Other developers would do well to emulate how the panels on the cars bend, scratch, or even rip off entirely as your car takes on damage. Bugbear’s impressive physics system actually encourages you to enjoy the spectacular pile-ups with tyres, wood and metal scattering in every direction.
Despite where it may have come from, the handling and AI in Wreckfest leans towards the simulation genre since each vehicle is imbued with a highly unique but responsive feel. The muscle cars may bring out the torque along the straights, but cannot hold a candle to the tight cornering of the compact models for example.
I also noticed that Wreckfest never resorts to artificial means or rubber banding to make gameplay challenging. This makes the driving flow of opponents’ cars more consistent, and experienced players will have the opportunity to cause seriously debilitating damage on NPCs’ rides that keep hogging the lead.
In the single player campaign’s ‘Special Events,’ Flatout fans will recognise something of Bugbear’s old hand for playful vehicular antics. In one event you drive a reinforced lawnmower (and laugh as you run over the driver who fell from the wreck in front of you), and the next you charge at fleeing cars in an actual combine harvester.
And those little three-wheeled cars that Mr Bean hated so much? One event has the player outracing sixteen school buses in one. These delightfully chaotic diversions serve to even out the pacing of the career mode and become outright hilarious at times when acted out in Wreckfest’s physics-savvy engine.
Most regrettably, the game suffers from truly awful audio design with regards to the sound of the engines.

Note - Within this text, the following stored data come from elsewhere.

PR #1835, opened 2018-09-04
Allow Pg ilike to be used on Nullable<Text>

carlosdp:


carlosdp:
It looks like the fmt is running on 1.26 but I'm on the latest stable 1.28, and maybe they format differently?

weiznich:
You need to use rustfmt from rust 1.26.1.

carlosdp:
Gotchya, should be good to go now @weiznich

PR #1837, opened 2018-09-09
Bump bigdecimal and num-* crate versions

kestred:
This is a reimplementation of https://github.com/diesel-rs/diesel/pull/1806
with an additional change to fix the failing test case on nightly.


diesel/src/pg/types/numeric.rs
```diff
@@ -94,7 +94,10 @@ mod bigdecimal {
 
             // Ensure that the decimal will always lie on a digit boundary
             for _ in 0..(4 - scale % 4) {
-                integer = integer * 10;
+                // NOTE: Assignment to `mul` is intended to avoid `#[deny(assign_op_pattern)]` on nightly
+                //       despite lack of `std::ops::MulAssign` impl for `BigInt`.
```
sgrif: Can we just add an `allow` for that instead?

sgrif: Either way, this seems unrelated to your change, and should probably be done in a PR that bumps clippy, not here

kestred:
@sgrif: now using allow rather than changing the syntax.

I'd intuitively guess that newer versions of clippy would not have a fix for this ? (unless they've removed the lint entirely). The `allow` change is related to code affected by the version bump, so I'd strongly prefer merging this PR as is over blocking on another clippy-related PR.

weiznich:
Could we move the clippy attribute to the affected function, so that we do not apply it to the whole module?

PR #1844, opened 2018-09-11
Add zsh completions

kpcyrd:
There are currently only bash completions available, this adds a subcommand to generate zsh completions as well.

### DIFF
--- a/diesel_cli/src/cli.rs
+++ b/diesel_cli/src/cli.rs
@@ -1,4 +1,4 @@
-use clap::{App, AppSettings, Arg, SubCommand};
+use clap::{App, AppSettings, Arg, SubCommand, Shell};
 
 pub fn build_cli() -> App<'static, 'static> {
     let database_arg = Arg::with_name("DATABASE_URL")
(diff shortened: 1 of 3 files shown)


kpcyrd:
@weiznich I've changed this to a subcommand so `diesel completions $x` accepts bash, fish and zsh.

diesel_cli/src/cli.rs
```diff
@@ -90,8 +90,18 @@ pub fn build_cli() -> App<'static, 'static> {
         )
         .setting(AppSettings::SubcommandRequiredElseHelp);
 
-    let generate_bash_completion_subcommand = SubCommand::with_name("bash-completion")
-        .about("Generate bash completion script for the diesel command.");
+    let generate_completions_subcommand = SubCommand::with_name("completions")
```
weiznich: What about making the shell variants just arguments?
Something like this:

```rust
SubCommand::with_name("completions")
    .about("Generate shell completion scripts for the diesel command.")
    .arg(Arg::with_name("SHELL")
        .index(1)
        .required(true)
        .possible_values(&Shell::variants())
    .setting(AppSettings::SubcommandRequiredElseHelp);

```

This would simplify the implementation and automatically support all shells that are added in a future version of clap.

kpcyrd: I somehow missed that function, I'm now using your snippet and also found the `value_t!` macro, this removes every reference to bash or zsh and generates completions for everything supported in clap.

sgrif: Removing the `bash-completion` command is a breaking change, and shouldn't be done in a 1.x version. We need to keep that command and print a deprecation warning.

kpcyrd: @sgrif I've re-introduced the command and also added a deprecation warning to stderr.

weiznich:
You need to use rustfmt from rust 1.26.1.

kpcyrd:
@weiznich I've pushed a commit to correct the rustfmt issue.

As much as I enjoyed the satisfying metallic cacophony from crashes, I mostly played with the volume turned all the way down because even PlayStation 1 games would have difficulty matching the whining, grating sound of the most vehicles. This is really a missed opportunity since a major drawing point of these events in real life is the rib-rattling noise of those V8’s.
It was also strange that the damage inflicted upon my car never seemed to translate into any noticeable handling impediments, which placed the game’s visuals at odds with its mechanics. I was alerted with serious-looking messages such as ‘Critical Damage’ and ‘Front Wheel Bent’ after particularly hard knocks, but I barely noticed a change in my car’s handling (even with damage set to ‘high’). The realism of how cars are deformed by collisions is Wreckfest’s strongest selling point, and the fact that it is mostly cosmetic did make the racing feel woefully superficial at times.

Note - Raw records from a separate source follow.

Issue #1845, opened 2018-09-11
Add a function to embedded_migrations! to check if migration is needed


kpcyrd:
It seems right now two functions are exported in the module that is generated by `embedded_migrations!`:

- `run`
- `run_with_output`

I would like to have a 3rd function, along the lines of `fn migrations_needed() -> bool`, that can be used to check if migrations are available/needed.

The idea is that this function can be used to determine if `embedded_migrations::run` needs to be executed and also to inform the user that migrations are going to be executed:

```rust
if embedded_migrations::migrations_needed() {
    println!("executing migrations);
    embedded_migrations::run(&db)?;
}
```

sgrif:
Thank you for the feature request. We're currently in the process of a cleanup of the issue tracker, and aren't currently accepting feature requests (there will be an official policy written soon, but the TL;DR is that open issues should reflect something that is a bug or on our immediate roadmap).

We're happy to discuss feature requests, but the place to do so is discourse.diesel.rs, not the issue tracker.

PR #1846, opened 2018-09-12
Add any_pending_migrations to `embed_migrations!`

kpcyrd:
Implements #1845

It turned out the logic already exists, but hasn't been exposed for the `embed_migrations!` macro yet.

```rust
if embedded_migrations::any_pending_migrations()? {
    println!("executing migrations);
    embedded_migrations::run(&db)?;
}
```

### DIFF
--- a/diesel_migrations/migrations_internals/src/lib.rs
+++ b/diesel_migrations/migrations_internals/src/lib.rs
@@ -190,7 +190,10 @@ where
 ///
 /// See the [module level documentation](index.html) for information on how migrations should be
 /// structured, and where Diesel will look for them by default.
-pub fn any_pending_migrations_from<Conn, List>(conn: &Conn, migrations: List) -> Result<bool, RunMigrationsError>
+pub fn any_pending_migrations_from<Conn, List>(
+    conn: &Conn,
+    migrations: List,
+) -> Result<bool, RunMigrationsError>
 where
     Conn: MigrationConnection,
     List: IntoIterator,
--- a/diesel_migrations/migrations_internals/src/lib.rs
+++ b/diesel_migrations/migrations_internals/src/lib.rs
@@ -169,8 +169,8 @@ where
     Ok(migrations)
 }
 
-// Returns true if there are outstanding migrations in the migrations directory, otherwise
-// returns false. Returns an `Err` if there are problems with migration setup.
+/// Returns true if there are outstanding migrations in the migrations directory, otherwise
+/// returns false. Returns an `Err` if there are problems with migration setup.
 ///
 /// See the [module level documentation](index.html) for information on how migrations should be
 /// structured, and where Diesel will look for them by default.
@@ -181,9 +181,24 @@ where
     let migrations_dir = find_migrations_directory()?;
     let all_migrations = migrations_in_directory(&migrations_dir)?;
     setup_database(conn)?;
+
+    any_pending_migrations_from(conn, all_migrations)
+}
+
+/// Returns true if there are outstanding migrations in the list provided to the function,
+/// otherwise returns false. Returns an `Err` if there are problems with migration setup.
+///
+/// See the [module level documentation](index.html) for information on how migrations should be
+/// structured, and where Diesel will look for them by default.
+pub fn any_pending_migrations_from<Conn, List>(conn: &Conn, migrations: List) -> Result<bool, RunMigrationsError>
+where
+    Conn: MigrationConnection,
+    List: IntoIterator,
+    List::Item: Migration,
+{
     let already_run = conn.previously_run_migration_versions()?;
 
-    let pending = all_migrations
+    let pending = migrations
         .into_iter()
         .any(|m| !already_run.contains(&m.version().to_string()));
 
--- a/diesel_migrations/migrations_macros/src/embed_migrations.rs
+++ b/diesel_migrations/migrations_macros/src/embed_migrations.rs
@@ -50,6 +50,10 @@ pub fn derive_embed_migrations(input: &syn::DeriveInput) -> proc_macro2::TokenSt
                 unreachable!()
             }
         }
+
+        pub fn any_pending_migrations<C: MigrationConnection>(conn: &C) -> Result<bool, RunMigrationsError> {
+            any_pending_migrations_from(conn, ALL_MIGRATIONS.iter().map(|v| *v))
+        }
     );
 
     let run_fns = quote!(
--- a/diesel_migrations/src/lib.rs
+++ b/diesel_migrations/src/lib.rs
@@ -83,6 +83,8 @@ extern crate migrations_macros;
 #[doc(inline)]
 pub use migrations_internals::any_pending_migrations;
 #[doc(inline)]
+pub use migrations_internals::any_pending_migrations_from;
+#[doc(inline)]
 pub use migrations_internals::find_migrations_directory;
 #[doc(inline)]
 pub use migrations_internals::mark_migrations_in_directory;


dmcguire81:
@kpcyrd doesn't look like your `rustfmt` patch succeeded:

```
$ cargo fmt --all -- --write-mode=diff
Diff in /home/travis/build/diesel-rs/diesel/diesel_migrations/migrations_internals/src/lib.rs at line 183:
 /// structured, and where Diesel will look for them by default.
 pub fn any_pending_migrations_from<Conn, List>(
     conn: &Conn,
-    migrations: List
+    migrations: List,
 ) -> Result<bool, RunMigrationsError>
 where
     Conn: MigrationConnection,
The command "cargo fmt --all -- --write-mode=diff" exited with 4.
```

I'm assuming that's why there are no takers on reviewing it.

dmcguire81:
@weiznich can you confirm that a single missing comma is holding this up?

kpcyrd:
@dmcguire81 I somehow missed that, thanks for pointing it out. rustfmt should pass with the patch I just pushed.

Boscop:
Any update on this? :)

weiznich:
I'm not sure I understand why this is necessary. `embedded_migrations::run(&db)?;` internally checks already if any migration needs to run.

kpcyrd:
My example, was probably confusing, I'm more interested in the `println!` part:
```rust
if embedded_migrations::any_pending_migrations()? {
    println!("executing migrations);
}
embedded_migrations::run(&db)?;
```
Having access to these things allows me to write a better user interface. @Boscop may have a similar usecase.

peterschwarz:
This would be great to see in the library, as it enables several use-cases. 

- Confirmation of running migrations
- Running migrations in a separate CLI, and verifying they have been run by a daemon process.

The latter case supports the use-case where migrations can be run via a sysadmin/dba with permissions to create/destroy tables, but the application runs with a user that only has read/write permissions for the tables .

veeg:
This functionality is indeed useful as a standalone method for `embedded_migrations`, mostly due to the fact that I would like to deny further processing in my application if the database has yet to be (manually) migrated.

peterschwarz:
Looks like there are some conflicts that need to be resolved - any possibility of more action on this @kpcyrd ?

disconsented:
> I'm not sure I understand why this is necessary. `embedded_migrations::run(&db)?;` internally checks already if any migration needs to run.

I've just been dealing with a power loss during a migration scenario using Sqlite which resulted in database corruption, to avoid this in the future we run migrations on a working copy and then replace the old database on success.

Without the ability to check whether we need to run migrations, we need to create the working copy each time which increases startup times and decreases NAND durability unnecessarily.

weiznich:
I'm probably willing to accept such a change if there is at least:
* A complete documentation why this can be useful
* A changelog entry
* A test case 
* Passing CI
* No merge conflict

disconsented:
Can you please expand upon exactly what you'd like for "A complete documentation why this can be useful"?

kpcyrd:
@weiznich would you accept a patch that would instead expose functions necessary to build a custom progress bar? Something like:

```
let n = embedded_migrations::number_of_missing_transactions()?;
if n > 0 {
    for i in 0..n {
        println!("Applying migration ({}/{})", i+1, n);
        embedded_migrations::run_next(&db)?;
    }
} else {
    println!("Database already up-to-date!");
}
```

weiznich:
@disconsented 
> Can you please expand upon exactly what you'd like for "A complete documentation why this can be useful"?

The current PR description does only briefly mention potential use cases. Also I feel that all use cases listed in the comments, are quite incomplete. I can understand why this feature would be interesting but I would like to have a concrete written down example why this must be implemented that way and not some other way.

@kpcyrd Having tough a bit more about this, I came to the conclusion that the probably best solution for this and similar problems would be to just make the `ALL_MIGRATIONS` constant part of our public API. Given that all this functionality could be implemented in `diesel_migrations` itself as function not specific to `embed_migration!`, which also would make all that much more discoverable in my opinion. I think I would be open for a PR doing that instead.

genbattle:
I'm working with @disconsented on this. While I respect the need to maintain a tidy API, why can this sort of refactoring not be done later as an additional PR, instead of requiring all of the work up-front and further delaying a change that would satisfy affected users in the meantime?

weiznich:
@genbattle There are multiple reasons for that:

* Removing an API which is added "just" as quick fix is really hard. That does require releasing a new major diesel version, which is something I rather would not like to do often.
* Documenting the currently proposed extensions in a discoverable manner is not really possible in my opinion, as all of those methods would not be part of any diesel crate, but rather generated by some opaque proc-macro. That makes it hard to discover them easily and at least for me that feels like to much magic. If possible we should try to hide as less information behind a proc-macro as possible.
* I feel that the solution proposed I've proposed above is easier to implement and understand than adding a bunch of semi-hidden functions to the output generated by `embed_migration!`

Additionally I do my work on diesel in my free time and share that for free with you. So maybe requesting "requiring all of the work up-front and further delaying a change that would satisfy affected users in the meantime?" is not the right way to convince me that that's the right way to implement such an API, because for me that sounds like: You need that for your potential commercial use case, you want to have a quick fix for that and rather then spending the time yourself to implement a sustainable solution yourself you want to outsource that for free to the diesel maintainers. That's not something I'm willing to accept here.

disconsented:
I think there has been a bit of a miscommunication here, I have **already** spent a couple of hours working on updating the original work (with credit to kpcyrd), so we're not trying to "outsource that for free to the diesel maintainers". Which is why I reached out to you on gitter with a question about how much leeway I'd have with tests because I wanted to write something a bit more comprehensive. 

Your reply makes it seem like you didn't read the question either.

I won’t comment on the first however I disagree on the second, proc macros in general make discovery harder but that cost was already willingly paid about 7 months ago adding in an example in the docs isn't any worse.

As for the third, I want to reiterate that the code in this PR still works rewriting code is harder than not rewriting code.

Not sure how this could be easier than using the existing 27 lines, we're happy to spend the time doing this, but we're hesitant to spend a couple of weeks going through the entire process.

weiznich:
@disconsented I think I should clarify a few points about the general process here:

1. At least till last week I would consider this PR have going stale. It was not something there was active work on + there was no indication that someone from the contributor team would be willing to merge it as it was or even that the API was something we would like to have.
2. You comment 6 days ago put that PR back to my notification. You've given a good example why something like this can be useful, so that's a totally fine way to do this.
3. I had another look at the change and figured out that this would be OK given the points I wrote up above.
4. You've asked a question about some detail of my points which should be clarified. That's also totally fine.
5. Then the original author of this PR stepped in and asked for yet another slightly different API, at this point it is clear for me that there is more than one uncovered use case here and we should have a discussion about the exact API. In my understanding it's my job as maintainer to sit down an think about such cases then and propose a solution that is maintainable, opens up the minimal required API and is generally discoverable. In this case that seems quite easy for me, so I've proposed a different API quite soon. At that point I consider that proposal open for discussion and wait for arguments made that this is the acceptable approach or not.
6. At that point you've asked questions about how to test the old proposed solution in our gitter channel, where I've answered that I would rather like to go with my new proposal for the reasons listed in the corresponding comment here. It's fine to ask that question, but after pointing out that there is a new proposal I would at least expect that you put in some argument why you would like to go with the old variant. (Note: I do not really consider: "But I've already started with implementing that" a valid argument here, because at this point that was not clear for me or anyone else in this thread.)
7. Someone unrelated starts to comment in this thread requesting in quite hard words that the original solution is implemented as "quick way" to "satisfy users". That's probably not the right way to give a technical argument.


May main points here are:

* The discussion on this feature restarted less then a week before. 
* The original author expressed that they are interested in a other slightly different API. That means the proposed API is not set in stone yet.
* You basically expect that I'm willing to decide on an API in that time, while I'm only working on and of in my free time on this project. That means at least for me it's totally OK to not comment for a few days on something, because I'm occupied with other things like weekend, my paid work and so on. If that's not a acceptable level of support for you, you need find a way to pay someone for providing a support in a more timely manner.

Additionally I do not see any concrete plans to put out a release as soon as some potential PR is merged here. Therefore I do not see any reason to rush the API design, to have this done in less then a week or so.

PR #1851, opened 2018-09-12
Refactor our handling of nested options

sgrif:
Today our code for nested options assumes that all nested options are
required, and that option not being there is an error. This is probably
because when I wrote that function, it was for
`#[changeset_options(treat_none_as_null = "true")]`, which is the only
case where a nested option is required...

All other uses of this function immediately called `.ok` on it, meaning
if the error came from the meta item being malformed rather than the
nested item not being there, we either gave a suboptimal error message,
or ignored the error entirely.

For example, if you wrote `#[postgres = "Foo"]` when you meant
`#[postgres(sql_type = "Foo")]`, you'd get an error saying "missing
required options" rather than one telling you that `#[postgres]` was
malformed.

This forces callers to handle the error from malformed syntax, and
allows future features to distinguish from "the place we looked is
malformed" from "it's not there".


diesel_compile_tests/tests/ui/sql_type_bad_options.stderr
```diff
@@ -36,17 +34,17 @@ warning: Option ary_oid has no effect
...
-error: Missing required option array_oid
+error: Missing required option `array_oid`
   --> $DIR/sql_type_bad_options.rs:21:3
    |
 21 | #[postgres(oid = "NaN", ary_oid = "1")]
    |   ^^^^^^^^
 
-error: Expected a number
-  --> $DIR/sql_type_bad_options.rs:21:18
+error: `postgres` must be in the form `postgres(...)`
```
weiznich: Could we provide something better here. Like this: `postgres` must be in the form `postgres(type_name = "…")` or `postgres(oid = "…", array_oid = "…")`?

Eijebong: Isn't that wrong ?

sgrif: Not without removing the entire abstraction and special casing this one place :\

sgrif: No, the diff is just a bit confusing because the `expected a number` error appeared twice before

If Bugbear had perhaps given players more opportunities to explore Wreckfest’s super damage system, this game would have been a star in its genre. Yet, while that unmistakable, destructive fun that popularised the Flatout series is alive and well here, Bugbear’s focus was seemingly centered too much on racing, which puts their game at risk of fading into obscurity between entries with more polished mechanics.

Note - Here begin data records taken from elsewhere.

PR #1852, opened 2018-09-12
Add first class support for newtypes in `Queryable` and `QueryableByN…

sgrif:
…ame`

A consistent problem that's existed for us has been "what do we do about
library X when Diesel doesn't want to care about X, and X doesn't want
to care about Diesel?" Another permutation of this problem has been
folks wanting type conversions that we're never going to support (such
as `impl FromSql<Binary, Sqlite> for Uuid`).

Ultimately the answer for this has pretty much always come down to
newtypes. Whether you're doing it in your app, or having them provided
by a library, that's the only real solution to the orphan rule here.

This commit introduces a new API to all our relevant deserialization
derives: `#[deserialize_as]`. The API is pretty straightforward. You
give us the name of a type. That type has to satisfy whatever
constraints would exist if you used that type directly on your struct.
It also has to implement `Into` for whatever type is on your struct.

This is similar to, but slightly different than
`#[serde(deserialize_with)]`, in that it takes a type name rather than a
function. We cannot mirror serde's API here, as we use this in a
situation where we cannot infer the type you need based on the argument
to the function.

I intend to follow this PR with an equivalent `#[serialize_as]`
attribute for `Insertable` and `AsChangeset`.

Unresolved Questions
--------------------

I'm really not liking using `#[diesel(...)]` to avoid namespace issues.
The main problem with doing that is that we cannot communicate to the
compiler what is allowed inside of it. We also cannot use our normal
"warn if there's unrecognized options" strategy in this case, since
there can be multiple derives that use `#[diesel(...)]` on the same
attribute.

The result of this is that we silently ignore any abnormal options in a
`#[diesel]` attribute. While writing this, I wrote `deserialize_with`
instead of `deserialize_as` twice and couldn't figure out what went
wront. There's a few options here, but I'm not sure which is best.

One would be for us to maintain a global list of all options to
`#[diesel]` that all derives recognize, and warn if something doesn't
match that list. The main downsides to that implemenation is that it's
very brittle, and we won't warn if you use something only recognized by
`#[derive(QueryableByName)]` when that derive isn't present.

The other option is to deprecated `#[diesel(...)]`, and replace all
uses with `#[diesel_...]`. This is the option I'm currently leaning
towards (though I do not think it needs to be done in this PR), since
the only downside is that if you are passing more than one thing to
`#[diesel]`, it will need to be on multiple lines. I do not think we
currently have any cases where that is even reasonable.

### DIFF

Still, Wreckfest brought a mischievous smile to my face throughout most of my play through and I cannot recommend it enough if you are looking for some gratifying vehicular combat without straying too far into purist arcade territory. Flatout fans, keep your eye on this one.
- Realistic handling
- New standard for deformation technology and physics in racing games
- Decent variety of tracks
- Plenty of mods available
- Riding a lawnmower over a flailing corpse lol
- OUCH!! My frikkin’ ears!!
- Rather boring and bland in-game UI
- Races are over a bit too quickly
- Gameplay feels rather shallow at times
Playtime: 16hours total for career mode, 2 hours online
Reviewed on: GTX 1070, i5 4690K, 16GB RAM
Pieter hails all the way from the tip of southern Africa and suffers from serious PC technophilia. Therapists say it is incurable. Now he has to remind himself constantly that gaming doesn’t count as a religion even if DRM is the devil. Thankfully, writing reviews sometimes helps with the worst symptoms.